Changes

gillesc92 · 40d324ad
--- a/2.-Statistics/Log-Likelihood.md
+++ b/2.-Statistics/Log-Likelihood.md
+## Log-Likelihood: Definition, Calculation, and Use in Models
+### What is Log-Likelihood?
+**Log-Likelihood** is a measure of how well a statistical model fits a set of observations. It is based on the likelihood function, which represents the probability of the observed data given the parameters of the model. The Log-Likelihood is the natural logarithm of the likelihood function and is used in **Maximum Likelihood Estimation (MLE)** to find the model parameters that best fit the data.
+A higher Log-Likelihood value indicates a better fit, while a lower Log-Likelihood suggests the model does not explain the data well.
+### How is Log-Likelihood Calculated?
+The Log-Likelihood is calculated as:
+$$
+\ell(\theta) = \ln(L(\theta)) = \sum_{i=1}^{n} \ln(f(y_i | \theta))
+$$
+Where:
+- **$\ell(\theta)$** is the Log-Likelihood function,
+- **$L(\theta)$** is the likelihood function,
+- **$f(y_i | \theta)$** is the probability density or mass function for the observed data point $y_i$ given model parameters $\theta$,
+- **$n$** is the number of observations.
+### Interpreting Log-Likelihood
+- **Higher Log-Likelihood**: Indicates a better model fit.
+- **Lower Log-Likelihood**: Suggests the model does not explain the data well.
+However, Log-Likelihood values should not be compared across different datasets or models with different numbers of parameters. For model comparison, additional metrics like **AIC** and **BIC** are necessary.
+### Common Use Cases: Log-Likelihood
+#### 1. **Model Fitting in Maximum Likelihood Estimation (MLE)**
+Log-Likelihood is the cornerstone of **Maximum Likelihood Estimation (MLE)**, where the goal is to find the parameter values that maximize the Log-Likelihood, yielding the best-fitting model.
+##### Example: Logistic Regression Model
+You might use Log-Likelihood to fit a logistic regression model that predicts the probability of species survival based on environmental factors. The regression coefficients that maximize the Log-Likelihood provide the best-fitting model for this data.
+#### 2. **Generalized Linear Models (GLMs)**
+In GLMs, the Log-Likelihood helps estimate model parameters that best describe the relationship between independent variables and a dependent variable.
+##### Example: Modeling Species Abundance
+When using Poisson regression to model species abundance based on environmental factors, maximizing the Log-Likelihood ensures the model fits the data as well as possible.
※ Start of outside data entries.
PR #518, opened 2025-10-01
Add config for GJ 9827 d, and new config option

nichollsh:
* Adds config for GJ 9827 d
* Introduce configuration option for disabling partitioning of volatiles into interior

This PROTEUS PR requires that the user update AGNI to version 1.7.7, which also allows running chemistry+condensation together self-consistently (https://github.com/nichollsh/AGNI/pull/140)


nichollsh:
It should soon be ready, yeah. I just need to check that these changes on the AGNI side are working fine.

nichollsh:
@timlichtenberg this is now ready for review :)

timlichtenberg (dismissed):
One comment on documentation

input/all_options.toml
```diff
@@ -134,6 +135,11 @@ version = "2.0"
     evolve  = false             # whether to evolve the SMaxis and eccentricity
     module  = "none"            # module used to calculate tidal heating
 
+    axial_period = "none"       # planet's initial day length; will use orbital period if 'none'
```
timlichtenberg, line 138: Units?

input/all_options.toml
```diff
@@ -134,6 +135,11 @@ version = "2.0"
...
+    satellite = false           # include satellite (moon)?
+    mass_sat = 7.347e+22        # mass of satellite [kg]
+    semimajoraxis_sat = 3e8     # initial SMA of satellite's orbit
```
timlichtenberg, line 141: units?

input/all_options.toml
```diff
@@ -197,7 +205,13 @@ version = "2.0"
         solution_rtol   = 2e-2          # solver relative tolerance
         overlap_method  = "ee"          # gas overlap method
         condensation    = true          # volatile condensation
+        latent_heat     = false         # include latent heat release by phase change?
```
timlichtenberg, line 208: it seems weird to have this off by default?

input/all_options.toml
```diff
@@ -197,7 +205,13 @@ version = "2.0"
...
         real_gas        = true          # use real-gas equations of state
+        psurf_thresh    = 0.1           # bar, surface pressure where we switch to 'transparent' mode
+        dx_max          = 35.0          # maximum temperature step allowed by solver
```
timlichtenberg, line 211: units?

input/all_options.toml
```diff
@@ -234,6 +249,8 @@ version = "2.0"
     tidal_heat      = false         # enable tidal heat production
     rheo_phi_loc    = 0.6           # Centre of rheological transition
     rheo_phi_wid    = 0.2           # Width of rheological transition
+    melting_dir     = "Monteux-600" # Name of folder constaining melting data
```
timlichtenberg, line 252:
```suggestion
    melting_dir     = "Monteux-600" # Name of folder constaining melting curves
```

input/all_options.toml
```diff
@@ -249,22 +266,33 @@ version = "2.0"
...
-        gravitational_separation        = false    # enable gravitational separation
-        mixing                          = false    # enable mixing
-        dilatation                      = false    # enable dilatation source term
-        mass_coordinates                = false    # enable mass coordinates
-        tsurf_poststep_change           = 30       # threshold of maximum change on surface temperature
-        event_triggering                = true     # enable events triggering to avoid abrupt jumps in surface temperature
+        logging                  = "ERROR"  # Aragog log verbosity
+        num_levels               = 50       # Number of Aragog grid levels
+        tolerance                = 1.0e-7   # solver tolerance
+        initial_condition        = 3        # Initial T(p); 1: linear, 2: user defined, 3: adiabat
```
timlichtenberg, line 272:
```suggestion
        initial_condition        = 1        # Initial T(p); 1: linear, 2: user defined, 3: adiabat
```

timlichtenberg: "3" often leaves the mantle half melted when larger planets are chosen. This has led to confusion in some projects already. "1" is the safer option.

input/all_options.toml
timlichtenberg, line 1: Please update the minimum toml file with the same new settings

timlichtenberg (changes requested):
A few suggestions to make the .toml file better understandable

input/all_options.toml
nichollsh: The solver is less reliable with latent heat enabled, so I figured it would be better to have a configuration which 'just works' as the default, since people will be likely to adapt it for their own purposes.

input/all_options.toml
nichollsh: Should we change the default value then?

input/all_options.toml
nichollsh: Kelvin. Added.

nichollsh:
Tests are failing because I need to update the reference data, given the switch from an adiabatic to linear mantle profile.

+#### 3. **Model Comparison**
+Log-Likelihood values are used to compare nested models (where one model is a simpler version of another). A **likelihood ratio test** evaluates whether the more complex model significantly improves the fit to the data.
+### Issues with Log-Likelihood
+#### 1. **Overfitting**
+Maximizing Log-Likelihood alone can lead to **overfitting**, where the model fits the training data well but generalizes poorly to new data. This can happen if too many parameters are added to the model.
+- **Fix**: Use model selection criteria like **AIC** or **BIC**, which penalize models with excessive parameters.
+#### 2. **Sensitivity to Outliers**
+Outliers can distort the Log-Likelihood, leading to poor model performance if they are not properly accounted for.
+- **Fix**: Use robust methods or transformations to handle outliers effectively.
+### Related Measures
+#### 1. **Akaike Information Criterion (AIC)**
+**AIC** is a widely used metric for model selection that balances goodness-of-fit and model complexity. While the Log-Likelihood indicates how well the model fits the data, AIC penalizes models with more parameters, helping to avoid overfitting.
+#### 2. **Bayesian Information Criterion (BIC)**
+**BIC** is similar to AIC but imposes a stronger penalty for models with a large number of parameters, especially in larger datasets. BIC tends to favor simpler models compared to AIC, making it a more conservative measure for model selection.
+### How to Use Log-Likelihood and Related Measures Effectively
+When fitting models, maximizing Log-Likelihood is key to finding the best-fitting parameters. However, to prevent overfitting, use AIC or BIC for model comparison and selection. These related measures ensure that the selected model balances fit and complexity, improving generalizability.